WHAT THE EXERCISE ASKS: Print out the full listing exactly as it reads.

>>>

PR #863, opened 2020-05-24
Colour contrast image fixes

### LINKED ISSUE #855: Illustration image about contrasts are misleading users: recommended colours are not contrasted enough
Hello,

In these two articles, there is an image to illustrate what is a text with insufficient colour contrasts and versus what is a text with sufficient colour contrasts:

- https://almanac.httparchive.org/fr/2019/accessibility
- https://almanac.httparchive.org/fr/2019/mobile-web

The image is here: https://almanac.httparchive.org/static/images/2019/accessibility/example-of-good-and-bad-color-contrast-lookzook.png

The right column of the image is telling that the #F56905 orange with white text on it is a recommended colour contrast. But, the contrast ratio between the orange background colour and the white text is 3:1.

In the WCAG accessibility rules, contrast ratio are more complicated than that and this image is misleading users.

- You can have a 3:1 contrast ratio if:
    - Your non-bold text has a font-size of at least 24px;
    - Your bold text has a font-size of at least 18.5px.
- You must have a 4.5:1 contrast ratio if:
    - Your non-bold text has a font-size of less than 24px;
    - Your bold text has a font-size of less than 18.5px.

So, the image is incomplete. To prevent misleading users, I think you should use an image where the recommended colours have a contrast ratio of at least 4.5:1 (or you should explain the entire rule but it can be a little bit long).

I have fixed the image: https://www.lelutinduweb.fr/wp-content/uploads/example-of-good-and-bad-color-contrast.svg

Feel free to use it and modify it because it's a SVG so you can do what you want. To test contrast ratio of the orange, the [Tanaguru Contrast Finder tool](https://contrast-finder.tanaguru.com/result.html?foreground=%23FFFFFF&background=%23F56905&ratio=4.5&isBackgroundTested=true&algo=Rgb&distanceSort=asc) can be used.

Note: I added a text for the greyscales boxes because it was not clear, in my opinion - as I explained it here: #854

### LINKED ISSUE #856: Accessibility Chapter questions over Figure 1
Pulling this out from #854 raised by @juliemoynat

[Figure 1 in the Accessibility chapter](https://almanac.httparchive.org/en/2019/accessibility#fig-1) is the following:

image

And has the following in the (hidden) description (emphasis added by myself to one sentence):

> Four colored boxes of orange and gray shades with white text overlaid inside creating two columns. The left column says Too lightly colored and has the orange background color written as #FCA469. The right column says Recommended and the orange background color is written as #F56905. The top box in each column has an orange background with white text #FFFFFF and the bottom box has a gray background with white text #FFFFFF. **The grey background shows the orange color in greyscale**. Courtesy of LookZook.

It is not clear from the image nor the text that "The grey background shows the orange color in greyscale" so if that is the intention, then it should be made clear. If that is not the intention then the long description should be corrected.

bazzadp:
Fixes #855 
Fixes #856 
As raised by @juliemoynat

This replaces this image:

Old image using recommended colours that meet 3.0 colour contrast ratio but not 4.5

With this one:

New image that meets 4.5

It is also an SVG so scales better.

We also add some text to accessibility chapter, showing that that the greyscale is shown to to indicate what the colours would look like in grey. @borisschapira and @ksakae1216 can you review the translations here please?


obto:
@bazzadp I'm good with this. Just two things:

1. I have the source for the graphic in illustrator. I can just adjust the colors and export it to SVG if you'd like
2. The "Too lightly colored" text and bar should be in an orange or red to show its "not good". The preview image you posted has it in green

bazzadp:
Thanks @obto happy for you update the original image, export as an SVG and update this branch. Probably better to do that, rather than use my hobbled together version.

What do you think of the Grayscale header text? I quite like them so could you add to your version too?

Ahhh - I was **very** confused why the “not good” message was the same colour as the “good” too right box. Didn’t realise that was supposed to represent orange for bad and think reusing the colour was a point of confusion. Maybe now top right has moved to brown we can reuse orange there - though that also brings in the colour contrast issues with that too! Also I didn’t see the “Good” message as green (looks more blue-green to me) so also missed that too. Maybe we should just use red and green instead? I know red/green colour blindness is a thing, and these colours don’t always represent bad/good in all cultures but think the colour is extra to the text so think that would be OK. What do you think?

obto:
@bazzadp Here is the new SVG, how does it look (had to zip it so it'd upload)?

[example-of-good-and-bad-color-contrast-lookzook-v2.zip](https://github.com/HTTPArchive/almanac.httparchive.org/files/4685799/example-of-good-and-bad-color-contrast-lookzook-v2.zip)

bazzadp:
Hey @obto , it seems that illustrator has exported the text as images. This has two downsides:

- The file is a good bit bigger (58KB as opposed to 7 KB).
- The text (e.g. colour codes) can no longer be selected, copy and pasted. Maybe not a big deal, but since we have it, why not make it

So I'd prefer to use the existing SVG in the repo. I did update the colours and text to match yours though:

Updated Image of Fig1 from Accessibility chapter

Happy enough with this?

obto:
Aaah that's right. I can just turn that setting off and re-export. Forgot I
usually have that enabled haha

obto:
Here you go. Always nice to save ~60% on file size for free

[example-of-good-and-bad-color-contrast-lookzook-v2.zip](https://github.com/HTTPArchive/almanac.httparchive.org/files/4689658/example-of-good-and-bad-color-contrast-lookzook-v2.zip)

bazzadp:
Much better. Updated [here](https://github.com/HTTPArchive/almanac.httparchive.org/tree/colour_contrast_image_fixes/src/static/images) under Accessibility and Mobile Web chapters.

If you're happy then click that little Approve button and I'll merge.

<<<

FINAL ANSWER:
PR #863, opened 2020-05-24
Colour contrast image fixes

### LINKED ISSUE #855: Illustration image about contrasts are misleading users: recommended colours are not contrasted enough
Hello,

In these two articles, there is an image to illustrate what is a text with insufficient colour contrasts and versus what is a text with sufficient colour contrasts:

- https://almanac.httparchive.org/fr/2019/accessibility
- https://almanac.httparchive.org/fr/2019/mobile-web

The image is here: https://almanac.httparchive.org/static/images/2019/accessibility/example-of-good-and-bad-color-contrast-lookzook.png

The right column of the image is telling that the #F56905 orange with white text on it is a recommended colour contrast. But, the contrast ratio between the orange background colour and the white text is 3:1.

In the WCAG accessibility rules, contrast ratio are more complicated than that and this image is misleading users.

- You can have a 3:1 contrast ratio if:
    - Your non-bold text has a font-size of at least 24px;
    - Your bold text has a font-size of at least 18.5px.
- You must have a 4.5:1 contrast ratio if:
    - Your non-bold text has a font-size of less than 24px;
    - Your bold text has a font-size of less than 18.5px.

So, the image is incomplete. To prevent misleading users, I think you should use an image where the recommended colours have a contrast ratio of at least 4.5:1 (or you should explain the entire rule but it can be a little bit long).

I have fixed the image: https://www.lelutinduweb.fr/wp-content/uploads/example-of-good-and-bad-color-contrast.svg

Feel free to use it and modify it because it's a SVG so you can do what you want. To test contrast ratio of the orange, the [Tanaguru Contrast Finder tool](https://contrast-finder.tanaguru.com/result.html?foreground=%23FFFFFF&background=%23F56905&ratio=4.5&isBackgroundTested=true&algo=Rgb&distanceSort=asc) can be used.

Note: I added a text for the greyscales boxes because it was not clear, in my opinion - as I explained it here: #854

### LINKED ISSUE #856: Accessibility Chapter questions over Figure 1
Pulling this out from #854 raised by @juliemoynat

[Figure 1 in the Accessibility chapter](https://almanac.httparchive.org/en/2019/accessibility#fig-1) is the following:

image

And has the following in the (hidden) description (emphasis added by myself to one sentence):

> Four colored boxes of orange and gray shades with white text overlaid inside creating two columns. The left column says Too lightly colored and has the orange background color written as #FCA469. The right column says Recommended and the orange background color is written as #F56905. The top box in each column has an orange background with white text #FFFFFF and the bottom box has a gray background with white text #FFFFFF. **The grey background shows the orange color in greyscale**. Courtesy of LookZook.

It is not clear from the image nor the text that "The grey background shows the orange color in greyscale" so if that is the intention, then it should be made clear. If that is not the intention then the long description should be corrected.

bazzadp:
Fixes #855 
Fixes #856 
As raised by @juliemoynat

This replaces this image:

Old image using recommended colours that meet 3.0 colour contrast ratio but not 4.5

With this one:

New image that meets 4.5

It is also an SVG so scales better.

We also add some text to accessibility chapter, showing that that the greyscale is shown to to indicate what the colours would look like in grey. @borisschapira and @ksakae1216 can you review the translations here please?


obto:
@bazzadp I'm good with this. Just two things:

1. I have the source for the graphic in illustrator. I can just adjust the colors and export it to SVG if you'd like
2. The "Too lightly colored" text and bar should be in an orange or red to show its "not good". The preview image you posted has it in green

bazzadp:
Thanks @obto happy for you update the original image, export as an SVG and update this branch. Probably better to do that, rather than use my hobbled together version.

What do you think of the Grayscale header text? I quite like them so could you add to your version too?

Ahhh - I was **very** confused why the “not good” message was the same colour as the “good” too right box. Didn’t realise that was supposed to represent orange for bad and think reusing the colour was a point of confusion. Maybe now top right has moved to brown we can reuse orange there - though that also brings in the colour contrast issues with that too! Also I didn’t see the “Good” message as green (looks more blue-green to me) so also missed that too. Maybe we should just use red and green instead? I know red/green colour blindness is a thing, and these colours don’t always represent bad/good in all cultures but think the colour is extra to the text so think that would be OK. What do you think?

obto:
@bazzadp Here is the new SVG, how does it look (had to zip it so it'd upload)?

[example-of-good-and-bad-color-contrast-lookzook-v2.zip](https://github.com/HTTPArchive/almanac.httparchive.org/files/4685799/example-of-good-and-bad-color-contrast-lookzook-v2.zip)

bazzadp:
Hey @obto , it seems that illustrator has exported the text as images. This has two downsides:

- The file is a good bit bigger (58KB as opposed to 7 KB).
- The text (e.g. colour codes) can no longer be selected, copy and pasted. Maybe not a big deal, but since we have it, why not make it

So I'd prefer to use the existing SVG in the repo. I did update the colours and text to match yours though:

Updated Image of Fig1 from Accessibility chapter

Happy enough with this?

obto:
Aaah that's right. I can just turn that setting off and re-export. Forgot I
usually have that enabled haha

obto:
Here you go. Always nice to save ~60% on file size for free

[example-of-good-and-bad-color-contrast-lookzook-v2.zip](https://github.com/HTTPArchive/almanac.httparchive.org/files/4689658/example-of-good-and-bad-color-contrast-lookzook-v2.zip)

bazzadp:
Much better. Updated [here](https://github.com/HTTPArchive/almanac.httparchive.org/tree/colour_contrast_image_fixes/src/static/images) under Accessibility and Mobile Web chapters.

If you're happy then click that little Approve button and I'll merge.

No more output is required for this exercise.